One of the biggest hurdles to Health Care interoperability is that there are so many people working on Health Care interoperability. Every IT department in every practice group and hospital is spending time on it. They’re all “rolling their own” and it isn’t sustainable. The answer, of course, is collaboration, but there are lots of flavors there too. CommonWell, FHIR/Argonaut, and the Sequoia Project are all great efforts but are still effectively in competition, and are focused on the national scale. Most care and coordination happens in a pretty finite regional area. So it stands to reason that we should collaborate accordingly and regional (or statewide) Health Information Exchanges (HIEs) are the best place to do that.
Admittedly, it’s been a bumpy road for many HIEs and some have failed. Keep in mind that it’s a relatively new concept and these groups have been making it up as they go. When you throw a whole bunch of grant money into uncharted waters, some of it will get lost. No surprise there. There’s a whole other class of HIEs that started with strong community support and sound business models that are thriving today. They’re moving past the base purpose of exchanging data and beginning to offer value added services that really make this all worthwhile. By focusing on this group, the case for regional HIE becomes strong.
We Need Focus
This is what HIEs do. Instead of asking overtaxed hospital/practice IT staffs to learn and support interop with many partners in between their other tasks, let’s have them integrate once with the HIE and then focus on getting stuff done within their own four walls. Let the HIE work all day long to perfect the art of interop. This will also clear the EHR vendor log-jam in the process. Today you’ve got 100’s of local players all asking the EHR vendor for custom interop help to do the same thing in a slightly different way. If we only ask the EHR vendor to connect to the HIE, then their queue shortens and wait times will come down.
Context Will Always be an Issue
All methods of interop have issues with context. Sure there are codes and standards, but most have flexibility in how fields are used. And even if they don’t, people re-purpose fields to meet their needs all the time. Let’s say one practice identifies high-risk patients from some category by indicating they are from Mongolia. All of their patients are regional and everyone in the practice knows this “business rule”, so it works for them. Now connect them to 100 trading partners… 100 trading partners have to deal with this data issue. Go thru the HIE and it can be dealt with once.
Too Many Middle Managers!
We’ve got ACO, DSRIP, TCPI, Bundled Payments, etc. All of these programs require data sharing for care coordination and quality reporting.

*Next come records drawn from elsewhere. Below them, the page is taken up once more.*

PR #1600, opened 2023-03-15
Fix logrotate copy command

kyletaylored:
Running into this:

```
cp: /etc/logrotate.d is not a directory
```

It looks like when calling the script, it's not aware of the context of it's location. Adding in a directory reference helps. I did have to add `sudo`, because without it would not let me create the `/etc/logrotate.d` directory. (see below)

Each of these groups represents a type of redundant “Middle Manager” when it comes to interop. Like that poor corporate drone in Office Space, providers are being asked for the same things from all of their middle managers. To make it worse, they’re asked to provide the data in different ways at different times. Why are we all doing the same thing separately? It’s a huge waste of time, effort, talent and money. Enough already! Send your data to the HIE and let them format it and report it to the middle managers for you. Then when the next value based program starts in 5 minutes, ask them to format that for you too.
No one actually cares about Interop
We care about using the data to achieve the triple aim. To do that, we need to connect the data and then make it useful. Good HIEs are beginning to do this by offering ADT Notifications, Care Coordination tools, analytics support and more. If individual practices and systems continue to invest in basic interop (and its subsequent technical debt), then they’ll run out of resources before anything meaningful is done. Let’s commoditize basic interop by treating it as a public utility at the HIE. Then let’s take advantage of the value-added services they are able to provide. Finally, let’s take the internal resources we’ve preserved to differentiate our business in more meaningful ways.
Bottom Line
Like it or not, we’re all working together on one big project to connect Health Care. We’ve just got a dysfunctional team staffed with a lot of “think for yourselfers”. We’re wasting time, diluting the funds meant to improve care, making our overworked staff cram-in uninspiring work and we’re creating a mountain of technical debt in the process. We can’t afford to continue to compete on interop. Let’s work together to solve this issue and then compete by using it to provide the very best care that we can. To put it another way:
Instead of trying to see who can spin their wheels fastest in the mud, lets push each-other out and have a race.